This story tells the tale of 3 young people separated by the events of World War II. The central character is 21 year old Emi Kato, the daughter of a Japanese diplomat living in America as the war begins.

Emi is an outspoken, well traveled  and risk taking woman who forms a strong friendship with Leo Hartmann, a Jewish boy whilst they are both living in Vienna.  Not long after the relationship begins, the Hartmann’s are forced to flee the Germans and find themselves living in the Japanese controlled ghettos of Shanghai. Emi and her family travel to America and as the war rages on, Emi is imprisoned in an internment camp in Texas.

Whilst in the camp Emi meets Christian Lange, a well to do teenager from Wisconsin whose German born parents had been arrested as being anti-American. In the internment camp the Japanese and Germans are housed separately but inevitably Emi and Christian fall in love only to be ultimately separated.

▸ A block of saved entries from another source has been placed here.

PR #743, opened 2026-04-01
[Fix] Fixed the issue of uncertain read order.

ArmandAlbert:
Fixed the issue of uncertain read order.


examples/gemv/example_gemv_v.py
```diff
@@ -5,25 +5,25 @@
 
 import torch
 
+tl.cache.clear_cache()
```
liggest:
```suggestion
```
Please use `tl.disable_cache()` rather than clear all caches
Please add `tl.disable_cache()` under `if __name__ == "__main__":`, so that it won't execute if the operator was imported instead of being directly called

examples/gemv/example_gemv_v.py
```diff
@@ -117,5 +119,6 @@ def main(custom_args=None):
     print("GEMV example passed!")
     print("Kernel Output Match!")
 
+
 if __name__ == "__main__":
-    main()
\ No newline at end of file
+    main()
```
liggest, line 123:
```suggestion
    tl.disable_cache()
    main()
```
Please add `tl.disable_cache()` here

ArmandAlbert: Already fixed.

PR #746, opened 2026-04-01
[AscendNPU-IR][TVM] Support 2D grid for T.kernel both Dev and Exp Mode

shakespearjia:


CeleNewYear (commented):
You can install ruff in vscode, and format on save.

shakespearjia:
> You can install ruff in vscode, and format on save.

I know that, but it's just that the whole files are not formatted, so I want to format the file in another commit

PR #750, opened 2026-04-02
[AscendNPU-IR] Run test when there is a comment

CeleNewYear:
run npuir_test when there is a comment called TilelangFullTest


CeleNewYear:
TilelangFullTest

After Emi begins an arduous boat journey back to Japan, Christian enlists with the US Army. He finds himself in the bloody battle fields of the Pacific. At the same time Emi is living in a Japan that she does not recognise and living in conditions not much better than those in the internment camp.

Will Emi ever be reunited with Leo and Christian?

Tanabe’s novel is captivating as she describes how the 3 young people endure the horrors of war. They each narrate their own experiences. The author takes us on a journey of the world during WWII and introduces us to lesser known stories of the war, including the fact that 11,000 Germans were interned alongside the Japanese in America and the fact that Shanghai became an unlikely refuge for Jews escaping Europe. My only criticism is that the book is about 200 pages too long and the detail of some of the war’s events could have been shortened. Nonetheless an enjoyable novel.